PR #11230, opened 2019-06-16
Fix task dropdown menu overflow

### LINKED ISSUE #11227: website footer covers task three-dots menu (z-index problem?)
As ieahleen reports in the Report a Bug guild:

"It is not possible to access the three-dots-menu of the tasks at the bottom of the screen, the menu appear under the footer:"
image

It might be because the z-index of the footer is too large.

You can replicate this with a task that has no note. (You don't see the bug with a task that has a note because the note will push the bottom of the task down far enough that the three-dots menu doesn't reach the site footer.)

----

_edit by Alys 2020-02-02:_

This was fixed in https://github.com/HabitRPG/habitica/pull/11230 but has started happening again as shown in the recent comment below. That PR might contain useful information for fixing the bug again.

The bug is slight different now than originally: 
When you move your mouse away from the drop-down menu it becomes fully visible. It's only hidden by the footer when your mouse is over the menu, so the problem might lie in styles that are only used for the on-hover state.

freyacodes:
Fixes #11227

### Changes
image

While I am essentially just moving two lines of code, there is a lot of trial-and-error behind them. To make the dropdown menu properly overlap, I had to solve two obstacles:

1. The `container-fluid` class needs to allow overflow, otherwise it will clip the dropdown. This was accomplished by simply removing `overflow-x: hidden;`, reverting it to the default `visible`. What has this to do with the x-axis? No idea. CSS is magic. This breaks the layout, so I moved `overflow-x: hidden;` to `#app` instead.
2. For z-index to render over another div, the DOM elements needs to be in the same stacking context[1], as far as I understand. This is accomplished by explicitly setting the z-index of the footer-row. Here I can just move it from the header.

[1] https://philipwalton.com/articles/what-no-one-told-you-about-z-index/

----
UUID: de91221c-6b7e-4614-8854-c5c6a6d3ffe7

### DIFF
--- a/website/client/app.vue
+++ b/website/client/app.vue
@@ -57,6 +57,7 @@ div
     display: flex;
     flex-direction: column;
     min-height: 100vh;
+    overflow-x: hidden;
   }
 
   #loading-screen-inapp {
@@ -89,7 +90,6 @@ div
   }
 
   .container-fluid {
-    overflow-x: hidden;
     flex: 1 0 auto;
   }
 
--- a/website/client/components/appFooter.vue
+++ b/website/client/components/appFooter.vue
@@ -113,11 +113,11 @@
   .footer-row {
     margin: 0;
     flex: 0 1 auto;
+    z-index: 17;
   }
 
   footer {
     color: #c3c0c7;
-    z-index: 17;
     padding-bottom: 3em;
 
     a {


paglias:
Hi @Frederikam   and thanks for the PR! Sorry for the delay, we'll review it this week

paglias:
@Frederikam  thanks for this! I'm merging the PR and awarding your contributor tier.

##########

▸ **Exercise objective**:
Each entry above is to be transcribed word for word.

▸ **Your response**:
PR #11230, opened 2019-06-16
Fix task dropdown menu overflow

### LINKED ISSUE #11227: website footer covers task three-dots menu (z-index problem?)
As ieahleen reports in the Report a Bug guild:

"It is not possible to access the three-dots-menu of the tasks at the bottom of the screen, the menu appear under the footer:"
image

It might be because the z-index of the footer is too large.

You can replicate this with a task that has no note. (You don't see the bug with a task that has a note because the note will push the bottom of the task down far enough that the three-dots menu doesn't reach the site footer.)

----

_edit by Alys 2020-02-02:_

This was fixed in https://github.com/HabitRPG/habitica/pull/11230 but has started happening again as shown in the recent comment below. That PR might contain useful information for fixing the bug again.

The bug is slight different now than originally: 
When you move your mouse away from the drop-down menu it becomes fully visible. It's only hidden by the footer when your mouse is over the menu, so the problem might lie in styles that are only used for the on-hover state.

freyacodes:
Fixes #11227

### Changes
image

While I am essentially just moving two lines of code, there is a lot of trial-and-error behind them. To make the dropdown menu properly overlap, I had to solve two obstacles:

1. The `container-fluid` class needs to allow overflow, otherwise it will clip the dropdown. This was accomplished by simply removing `overflow-x: hidden;`, reverting it to the default `visible`. What has this to do with the x-axis? No idea. CSS is magic. This breaks the layout, so I moved `overflow-x: hidden;` to `#app` instead.
2. For z-index to render over another div, the DOM elements needs to be in the same stacking context[1], as far as I understand. This is accomplished by explicitly setting the z-index of the footer-row. Here I can just move it from the header.

[1] https://philipwalton.com/articles/what-no-one-told-you-about-z-index/

----
UUID: de91221c-6b7e-4614-8854-c5c6a6d3ffe7

### DIFF
--- a/website/client/app.vue
+++ b/website/client/app.vue
@@ -57,6 +57,7 @@ div
     display: flex;
     flex-direction: column;
     min-height: 100vh;
+    overflow-x: hidden;
   }
 
   #loading-screen-inapp {
@@ -89,7 +90,6 @@ div
   }
 
   .container-fluid {
-    overflow-x: hidden;
     flex: 1 0 auto;
   }
 
--- a/website/client/components/appFooter.vue
+++ b/website/client/components/appFooter.vue
@@ -113,11 +113,11 @@
   .footer-row {
     margin: 0;
     flex: 0 1 auto;
+    z-index: 17;
   }
 
   footer {
     color: #c3c0c7;
-    z-index: 17;
     padding-bottom: 3em;
 
     a {


paglias:
Hi @Frederikam   and thanks for the PR! Sorry for the delay, we'll review it this week

paglias:
@Frederikam  thanks for this! I'm merging the PR and awarding your contributor tier.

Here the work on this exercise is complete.